Which such a book or report might not be worth the price of rent (obviously if someone had the rent money they'd pay it, problem solved), that information may be worth $19.95, or something in that ballpark...

Scaled across thousands of people with the same problem -- and we're looking at some decent money!

It probably won't make you rich or anything... but (and this is going to sound "evil" -- but it is not intentionally so!) it might make you enough money to pay your rent! :-)

use what you are

use the set of circumstances you are in, to turn around the set of circumstances that you're in.

Education, Knowledge, and Experience are everything...

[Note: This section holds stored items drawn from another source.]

PR #319, opened 2018-09-10
artifact upload: handle specific failures

kjaskiewiczz:
Issues: https://tracker.mender.io/browse/MEN-2012

I know this is a very simple and cheap solution, but I don't know if we can do much more here.

### DIFF
--- a/resources/images/controller/images.go
+++ b/resources/images/controller/images.go
@@ -21,6 +21,7 @@ import (
 	"mime/multipart"
 	"net/http"
 	"strconv"
+	"strings"
 	"time"
 
 	"github.com/ant0ine/go-json-rest/rest"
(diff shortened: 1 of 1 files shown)


resources/images/controller/images.go
```diff
@@ -234,16 +235,37 @@ func (s *SoftwareImagesController) NewImage(w rest.ResponseWriter, r *rest.Reque
...
+
+	// handle specific cases
+
+	if strings.Contains(errMsg, "invalid checksum") {
+		return errors.New(errMsg[strings.Index(errMsg, "invalid checksum"):])
+	}
+
+	if strings.Contains(errMsg, "unsupported version") {
+		return errors.New(errMsg[strings.Index(errMsg, "unsupported version"):] +
+			"; supported versions are: 1, 2, 3")
```
kacf: Only 1 and 2 are supported ATM. 3 is WIP.

kjaskiewiczz: fixed

PR #326, opened 2019-01-02
Changed the Dockerfile to handle the build of the deployments service.

oleorhagen:
Changelog: The Dockerfile has changed so that all the source files are copied
into the container, then built using go install. This change was warranted by
the need for consistent builds across all services, and seemed to me the easiest
way to handle the cgo and musl dependencies consistently.

Signed-off-by: Ole Petter <ole.orhagen@cfengine.com>

### DIFF
--- a/Dockerfile
+++ b/Dockerfile
@@ -1,16 +1,20 @@
-FROM alpine:3.4
-
+FROM golang:1.11.4-alpine3.8 as builder
 RUN apk update && apk upgrade && \
-     apk add ca-certificates && \
-     rm -rf /var/cache/apk/*
+     apk add \
+     xz-dev \
+     musl-dev \
+     gcc
+RUN mkdir -p /go/src/github.com/mendersoftware/deployments
+COPY . /go/src/github.com/mendersoftware/deployments
+RUN cd /go/src/github.com/mendersoftware/deployments && env CGO_ENABLED=1 go build
 
-RUN mkdir /etc/deployments
-
+FROM alpine:3.6
+RUN apk update && apk upgrade && \
+     apk add --no-cache ca-certificates
+RUN mkdir -p /etc/deployments
 EXPOSE 8080
-
-COPY ./config.yaml /etc/deployments/
-
-ENTRYPOINT ["/entrypoint.sh", "--config", "/etc/deployments/config.yaml"]
-
+COPY ./config.yaml /etc/deployments
 COPY ./entrypoint.sh /entrypoint.sh
-COPY ./deployments /usr/bin/
+COPY --from=builder /go/src/github.com/mendersoftware/deployments/deployments /usr/bin
+CMD ["./entrypoint.sh"]  
+ENTRYPOINT ["/entrypoint.sh", "--config", "/etc/deployments/config.yaml"]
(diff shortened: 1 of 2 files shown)


oleorhagen:
I guess the source files could also be removed after the binary is build. How slim do we want the container to be?

Dockerfile
```diff
@@ -1,16 +1,21 @@
-FROM alpine:3.4
+FROM golang:1.11-alpine
```
oleorhagen: Are we sensitive to alpine versions?

Dockerfile
```diff
@@ -1,16 +1,21 @@
...
 RUN apk update && apk upgrade && \
-     apk add ca-certificates && \
+     apk add ca-certificates \
+     xz-dev \
+     musl-dev \
+     gcc && \
      rm -rf /var/cache/apk/*
 
-RUN mkdir /etc/deployments
+RUN mkdir -p /go/src/github.com/mendersoftware/deployments
```
kacf: I would keep the original steps regarding `/etc` and `config.yaml`, and add a step to delete the source at the end. The fact that we build it inside the Dockerfile is an implementation detail, and the source is useless in the final container.

Dockerfile
```diff
@@ -1,16 +1,21 @@
...
 
 EXPOSE 8080
 
-COPY ./config.yaml /etc/deployments/
+COPY . /go/src/github.com/mendersoftware/deployments
+RUN cd /go/src/github.com/mendersoftware/deployments && go install
```
kacf: I would use `env CGO_ENABLED=1 go install`, just to be explicit, and to have it fail if it's missing or broken. Building without CGO will be something for local development only.

Dockerfile
kacf: Hmm, they have broken compatibility before... I think I would vote for trying to stay on a stable version (you can upgrade it if needed though), unless it's a lot of trouble.

Dockerfile
```diff
@@ -1,16 +1,21 @@
...
 
-ENTRYPOINT ["/entrypoint.sh", "--config", "/etc/deployments/config.yaml"]
+RUN apk del gcc
```
kacf: You can delete the two dev libraries as well.

Dockerfile
```diff
@@ -1,16 +1,21 @@
...
+
+ENTRYPOINT ["/entrypoint.sh", "--config", "/go/src/github.com/mendersoftware/deployments/config.yaml"]
 
 COPY ./entrypoint.sh /entrypoint.sh
-COPY ./deployments /usr/bin/
```
kacf: Does it work without this? I think `go install` installs to `/go/bin`, not `/usr/bin`, so I would expect this step (or a modified one) to still be needed.

oleorhagen: In the image `GOPATH` is in the `PATH` already, so this is not a problem

oleorhagen: Besides, this used to copy the static binary into the image, which is no longer how we are doing things if these changes are approved.

kacf:
Still working on getting [the client image updated](https://mender-jenkins.mender.io/job/mender-builder/2254/).

kacf:
It's updated now, so I restarted this job.

kacf:
> imo in this case it would be better to use docker multistage build - https://docs.docker.com/develop/develop-images/multistage-build/

+1

Didn't know about that feature!

kacf:
@kjaskiewiczz: Ping

PR #336, opened 2019-05-03
Added support for docker secrets

nielsavonds:
Adds support for providing S3 access key and secret using docker secrets.


oleorhagen:
@tranchitella it looks to me as no-one has really reviewed this. Would you mind having a look, and see if this is still valid? :pray:

PR #139, opened 2015-07-10
Kie builder optimizations

wmedvede:
Some changes related to optimizations provided for the kie-wb build system.
This PR basically includes some basic changes at the ResourceChangeObserver class. When we have N changes in a given project in a batch changes event, we check if the pom.xml file was changed. If it was changed then use the path to the pom.xml in the notification. Previous implementation just used the first encountered path.

### DIFF
--- a/guvnor-project/guvnor-project-builder/src/main/java/org/guvnor/common/services/builder/ResourceChangeObserver.java
+++ b/guvnor-project/guvnor-project-builder/src/main/java/org/guvnor/common/services/builder/ResourceChangeObserver.java
@@ -64,6 +64,9 @@ public class ResourceChangeObserver {
     @Any
     private Instance<ResourceChangeObservableFile> observableFiles;
 
+    @Inject
+    private ObservablePOMFile observablePomFile;
+
     public void processResourceAdd( @Observes final ResourceAddedEvent resourceAddedEvent ) {
         processResourceChange( resourceAddedEvent.getSessionInfo(),
                                resourceAddedEvent.getPath(),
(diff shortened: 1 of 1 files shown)


guvnor-project/guvnor-project-builder/src/main/java/org/guvnor/common/services/builder/ResourceChangeObserver.java
```diff
@@ -147,12 +130,40 @@ private void processResourceChange( final SessionInfo sessionInfo,
...
+
+        for ( final Map.Entry<Path, Collection<ResourceChange>> pathCollectionEntry : resourceChanges.entrySet() ) {
+
+            //Only process Project resources
+            project = projectService.resolveProject( pathCollectionEntry.getKey() );
+            if ( project == null ) {
+                continue;
+            }
+
+            if ( !pendingNotifications.containsKey( project ) && isObservableResource( pathCollectionEntry.getKey() ) ) {
```
manstis: Won't POM files be detected here; and the ```else``` block be skipped?

wmedvede: Not necessary, a bach changes event can contain changes for multiple files within the same project.
What we want is: "if the pom.xml file is in the set of changed files , then always keep the path to the pom.xml and put this path in the event", if not, put whatever any other path.

wmedvede: if first file for a given project is TheFile.java, the this file is putted on the hash, but then if pom.xml is processed then we want to remember it instead of the initial TheFile.java.

wmedvede: This will be useful for the optimizations at kie-wb-common build system.

manstis:
http://github.com/droolsjbpm/guvnor/commit/5aae6fe14

PR #140, opened 2015-07-15
Update zeroclipboard src

cristianonicolai:


manstis:
I think their removal may be fixing the symptoms of a problem.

Money, if it exists, if it exists at all, exists relative to, as an effect of these things...

Do you know everything possible about every single Landlord/Tenant Law and every single possible way to resolve an eviction notice?

If not... then I'd suggest that you are in one hell of an opportunity to learn everything you can about the matter!

Expertise (in any subject matter) translates to being sought, to being paid (sometimes very highly!) by others in return for advice, in return for knowledge, in return for communicated experience...

Money will naturally follow you with this learning once you have it, and once you monetize it -- although this will probably not happen today or tomorrow -- but it will in the future, if you can see the opportunity and capture it!

use what you are

use the set of circumstances you are in, to turn around the set of circumstances that you're in

Wishing you well in this... experience!

(You know, for lack of a better term! :-) )

ada1981|1 month ago

This is going to increasingly be a problem for many people.

For me, getting a Skoolie and subletting my apt in NYC gave me a great foundation

1. I was able to sublet my furnished place in nyc for $1k more than rent and make money while traveling.

2. I was able to work remote visiting clients and spending time in nature.

3. It provided a certain kind of daily challenge that was great for me.

4. The adventure was incredible and I fell in love with the road. I thought I’d spend a month or three cruising around but it ended up about over 3 years.

5. I followed my heart and the weather to hot springs Arkansas to watch the total eclipse and met a woman who I just got engaged to (while in Antarctica at an AI conference).

6. My business has been the best it’s ever been and put me into a top 1% income.

I wasn’t broke when I started but it was amazing to have a sense that even if I was I could buy a big bag of beans and rice, head to a gorgeous piece of free federal BLM land, run my laptop on solar and use my cell WiFi to figure it out.

Beyond that, figure out what problem you want to solve for the world and go find people working on that problem and help them.